In order to reduce the investment, operational cost, and energy consumption of a natural gas processing facility using high carbon to sulfur ratio natural gases as raw materials, this paper presents a novel two-stage flashing process for acid gas removal based on traditional acid gas removal. By using Aspen HYSYS, this paper simulated different acid gas removal processes, using the sensitivity analysis function in Aspen HYSYS to analyze the influence of the different operating parameters in two-stage flashing process of acid gas removal. The results indicate that the process can reach the standards and enrich the acid gas. Below are several conclusions which can be drawn from this study.

• This novel acid gas removal process is suitable for acid gas removal with high carbon to sulfur ratio; the content of CO₂ is lower than 2%, and the content of H₂S is lower than 20 mg·m⁻³. The CO₂ removal rate is 77% in acid gas enrichment section, and it can remove lots of CO₂ in this section.
• Compared with traditional acid gas removal process and traditional acid gas enrichment process, two-stage flash process of acid gas removal can enrich acid gas and reduce the regenerator energy consumption. It can be indicated that two-stage flash process of acid gas removal has 2.2 × 10⁹ kJ·h⁻¹ less energy consumption than traditional acid gas removal process, and the total energy of two-stage flash process of acid gas removal is less 8.54 × 10⁹ kJ·h⁻¹ than combination process of traditional process and acid gas enrichment process.
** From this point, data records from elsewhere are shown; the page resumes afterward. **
PR #220, opened 2026-07-14
Add Client ID for attach

pdet:
Superseeds: https://github.com/duckdb/duckdb-quack/pull/183

This PR adds the possibility to manually pass a `client_id`. The client optionally passes a client_id string when attaching:
`ATTACH {server} AS remote (token 'asdf', client_id 'random_client_id')` The client_id is propagated to the server on the connection request, along with the token.

After successful authentication the server computes `client_id_hash = HMAC-SHA256(server_secret, client_id)`, where server_secret is a per-server, randomly generated private secret created at server startup. The hash is stored in the QuackConnection and exposed in quack_active_connections(), and it is also emitted on the server-side entries of the Quack logger, which makes tracking a specific client more explicit.

The hash is stable, as it is derived from the client_id only, so the same client_id will map to the same hash as long as the server is alive. And it is unforgeable as it is keyed with the server-private `server_secret`.


carlopi:
* `test/sql/quack_active_connections.test` doesn't parse
* maybe rename `server_secret` to `server_hmac_key` or equivalent, this is not a duckb `CREATE SECRET` nor actually confidential
* maybe minimal length to client_id ? token is >= 4, I guess same, to get some entropy in
* default `client_id` to something precomputed at `quack` load time? like we have some `whoami()` machinery that computes and stores `whoami_started_at`, same can be done for client_id. It can also arguably be init from env variable (allowing trivial operations on this). Idea is that evething will always get a `client_id`, but if not explicitly opted out OR if you don't use a setting like `SET quack_default_client_id = '';` or something
* code quality!! it's failing

carlopi (commented):
Thanks! Left some comments

carlopi (approved):
This looks solid, thanks!!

• Compared with these acid gas removal processes, two-stage flash process has the lowest separation cost (0.92 $·kmol⁻¹), and the combination of the AGR and AGE process has the AGE process than traditional AGR process, so the separation cost (13.9 $·kmol⁻¹) is the highest. Because two-stage has a 2nd absorber, the equipment cost is higher than traditional process.
• The acid gas enrichment section adopts a two-stage flashing process. The 1st flashing section separates most CO₂ and some H₂S into the rich solvent. The 2nd flashing section separates water and acid gas to reduce the vapor loading of 2nd absorber. The 2nd absorber section absorbs H₂S from the acid gas. By using Aspen HYSYS sensitivity analysis, we analyzed the main operating parameters, especially the 2nd flashing pressure and temperature. According to the results, it was found that the optimal 2nd flashing pressure and temperature should be 413.15 K and 300 kPa.